> [Instructions for the task]: Among these records, which lines include "blob"? Copy them out.

> [Data to use]:
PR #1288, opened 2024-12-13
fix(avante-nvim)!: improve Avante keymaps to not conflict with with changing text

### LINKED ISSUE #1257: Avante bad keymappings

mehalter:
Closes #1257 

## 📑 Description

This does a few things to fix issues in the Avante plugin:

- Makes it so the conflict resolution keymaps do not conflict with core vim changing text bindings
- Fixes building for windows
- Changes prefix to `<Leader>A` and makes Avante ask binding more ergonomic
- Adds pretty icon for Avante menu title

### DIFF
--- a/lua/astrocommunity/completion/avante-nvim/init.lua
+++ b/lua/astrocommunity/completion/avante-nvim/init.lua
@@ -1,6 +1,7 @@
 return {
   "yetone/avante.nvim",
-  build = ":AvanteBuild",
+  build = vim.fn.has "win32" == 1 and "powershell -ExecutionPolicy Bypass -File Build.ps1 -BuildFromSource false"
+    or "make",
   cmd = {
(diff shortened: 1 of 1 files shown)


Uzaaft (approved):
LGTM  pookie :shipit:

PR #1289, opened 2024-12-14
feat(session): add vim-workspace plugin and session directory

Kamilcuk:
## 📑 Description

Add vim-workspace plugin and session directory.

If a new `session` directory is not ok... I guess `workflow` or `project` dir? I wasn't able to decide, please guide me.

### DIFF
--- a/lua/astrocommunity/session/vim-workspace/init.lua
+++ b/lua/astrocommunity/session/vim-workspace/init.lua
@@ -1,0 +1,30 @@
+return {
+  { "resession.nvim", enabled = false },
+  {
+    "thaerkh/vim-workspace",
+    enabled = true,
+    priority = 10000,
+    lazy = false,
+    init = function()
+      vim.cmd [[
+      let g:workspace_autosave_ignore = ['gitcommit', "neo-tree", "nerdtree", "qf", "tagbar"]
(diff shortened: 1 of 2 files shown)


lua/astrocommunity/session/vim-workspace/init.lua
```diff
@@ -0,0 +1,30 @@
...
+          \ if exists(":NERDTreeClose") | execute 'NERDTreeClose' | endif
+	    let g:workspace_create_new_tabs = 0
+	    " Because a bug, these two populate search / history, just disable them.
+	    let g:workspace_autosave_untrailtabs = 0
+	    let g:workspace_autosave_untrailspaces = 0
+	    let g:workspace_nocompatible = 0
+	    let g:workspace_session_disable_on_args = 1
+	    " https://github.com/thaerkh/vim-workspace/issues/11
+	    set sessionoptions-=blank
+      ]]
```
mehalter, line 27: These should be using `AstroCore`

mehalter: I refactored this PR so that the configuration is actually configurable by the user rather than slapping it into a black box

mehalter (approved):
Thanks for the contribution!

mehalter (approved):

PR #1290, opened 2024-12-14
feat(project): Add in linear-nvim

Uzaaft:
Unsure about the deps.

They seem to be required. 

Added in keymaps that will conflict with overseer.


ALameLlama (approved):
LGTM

* * *

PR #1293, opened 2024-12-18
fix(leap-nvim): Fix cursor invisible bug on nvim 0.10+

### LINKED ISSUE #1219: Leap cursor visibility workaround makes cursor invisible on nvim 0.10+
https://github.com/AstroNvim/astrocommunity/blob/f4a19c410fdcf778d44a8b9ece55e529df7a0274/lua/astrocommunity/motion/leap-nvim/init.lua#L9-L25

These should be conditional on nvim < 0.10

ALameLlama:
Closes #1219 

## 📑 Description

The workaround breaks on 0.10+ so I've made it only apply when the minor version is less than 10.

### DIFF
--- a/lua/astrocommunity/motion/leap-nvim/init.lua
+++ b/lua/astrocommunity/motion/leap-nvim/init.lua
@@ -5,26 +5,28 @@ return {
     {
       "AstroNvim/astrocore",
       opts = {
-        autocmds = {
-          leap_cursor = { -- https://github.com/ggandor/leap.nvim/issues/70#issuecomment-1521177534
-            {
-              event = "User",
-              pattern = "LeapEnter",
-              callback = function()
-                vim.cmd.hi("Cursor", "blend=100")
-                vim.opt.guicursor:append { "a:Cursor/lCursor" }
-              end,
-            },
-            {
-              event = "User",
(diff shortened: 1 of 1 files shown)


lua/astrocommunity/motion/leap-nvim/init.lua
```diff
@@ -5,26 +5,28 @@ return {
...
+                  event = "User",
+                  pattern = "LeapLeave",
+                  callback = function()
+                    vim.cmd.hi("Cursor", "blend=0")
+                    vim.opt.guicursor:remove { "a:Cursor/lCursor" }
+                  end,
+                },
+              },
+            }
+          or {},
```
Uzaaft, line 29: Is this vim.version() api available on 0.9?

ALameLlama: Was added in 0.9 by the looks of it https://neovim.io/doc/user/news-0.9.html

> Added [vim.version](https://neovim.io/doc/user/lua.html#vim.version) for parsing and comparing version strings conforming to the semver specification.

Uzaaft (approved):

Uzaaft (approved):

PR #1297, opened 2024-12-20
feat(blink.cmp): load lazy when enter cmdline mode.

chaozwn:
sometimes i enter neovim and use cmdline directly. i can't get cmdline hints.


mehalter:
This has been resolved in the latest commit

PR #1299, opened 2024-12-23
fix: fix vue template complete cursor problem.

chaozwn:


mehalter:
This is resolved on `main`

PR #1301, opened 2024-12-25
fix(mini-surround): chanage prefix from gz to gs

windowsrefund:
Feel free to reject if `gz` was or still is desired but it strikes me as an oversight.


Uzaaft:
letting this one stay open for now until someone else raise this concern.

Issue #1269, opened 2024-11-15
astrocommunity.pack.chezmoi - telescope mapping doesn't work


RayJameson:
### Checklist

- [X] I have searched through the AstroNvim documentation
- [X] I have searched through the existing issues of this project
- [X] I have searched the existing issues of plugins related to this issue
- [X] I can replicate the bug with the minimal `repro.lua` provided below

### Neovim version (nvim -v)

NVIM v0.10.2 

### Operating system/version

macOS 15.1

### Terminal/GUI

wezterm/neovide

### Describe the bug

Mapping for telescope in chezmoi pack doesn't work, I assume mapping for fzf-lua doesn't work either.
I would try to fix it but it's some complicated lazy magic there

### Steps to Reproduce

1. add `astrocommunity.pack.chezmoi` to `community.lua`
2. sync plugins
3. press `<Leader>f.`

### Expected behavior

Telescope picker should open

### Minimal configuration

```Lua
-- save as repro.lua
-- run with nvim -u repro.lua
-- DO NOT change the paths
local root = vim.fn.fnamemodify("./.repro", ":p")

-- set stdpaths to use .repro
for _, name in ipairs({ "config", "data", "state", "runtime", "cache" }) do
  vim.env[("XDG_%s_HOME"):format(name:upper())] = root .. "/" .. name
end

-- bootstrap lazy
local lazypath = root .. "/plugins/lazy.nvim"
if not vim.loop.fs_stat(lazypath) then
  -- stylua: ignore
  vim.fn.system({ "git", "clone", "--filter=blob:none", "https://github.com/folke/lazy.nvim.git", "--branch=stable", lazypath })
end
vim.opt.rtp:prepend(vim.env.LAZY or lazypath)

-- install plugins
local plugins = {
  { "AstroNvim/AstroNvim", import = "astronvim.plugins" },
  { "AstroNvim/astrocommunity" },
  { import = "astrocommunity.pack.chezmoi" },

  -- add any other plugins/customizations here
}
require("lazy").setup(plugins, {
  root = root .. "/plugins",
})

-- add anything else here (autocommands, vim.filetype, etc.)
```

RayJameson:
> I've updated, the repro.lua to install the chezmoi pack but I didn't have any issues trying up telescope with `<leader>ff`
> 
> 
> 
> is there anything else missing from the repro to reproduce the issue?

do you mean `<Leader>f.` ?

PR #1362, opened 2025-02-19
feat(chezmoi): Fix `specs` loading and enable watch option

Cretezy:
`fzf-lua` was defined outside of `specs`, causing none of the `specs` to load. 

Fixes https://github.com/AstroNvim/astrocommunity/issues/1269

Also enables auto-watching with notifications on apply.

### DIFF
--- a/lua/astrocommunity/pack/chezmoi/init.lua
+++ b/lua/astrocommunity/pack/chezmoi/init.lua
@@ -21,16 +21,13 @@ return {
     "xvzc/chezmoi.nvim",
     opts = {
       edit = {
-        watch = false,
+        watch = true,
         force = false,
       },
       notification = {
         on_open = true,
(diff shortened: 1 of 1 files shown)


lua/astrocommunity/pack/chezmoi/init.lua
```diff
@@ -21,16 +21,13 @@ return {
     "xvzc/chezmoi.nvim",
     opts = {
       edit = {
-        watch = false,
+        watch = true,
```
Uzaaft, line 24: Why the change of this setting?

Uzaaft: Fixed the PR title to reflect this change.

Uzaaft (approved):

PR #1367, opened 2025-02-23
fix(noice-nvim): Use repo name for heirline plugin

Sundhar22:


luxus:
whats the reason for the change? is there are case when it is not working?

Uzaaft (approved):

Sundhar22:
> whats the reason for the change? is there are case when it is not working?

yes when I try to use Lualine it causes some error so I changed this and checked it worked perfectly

> [Output of the task]:
https://github.com/AstroNvim/astrocommunity/blob/f4a19c410fdcf778d44a8b9ece55e529df7a0274/lua/astrocommunity/motion/leap-nvim/init.lua#L9-L25
  vim.fn.system({ "git", "clone", "--filter=blob:none", "https://github.com/folke/lazy.nvim.git", "--branch=stable", lazypath })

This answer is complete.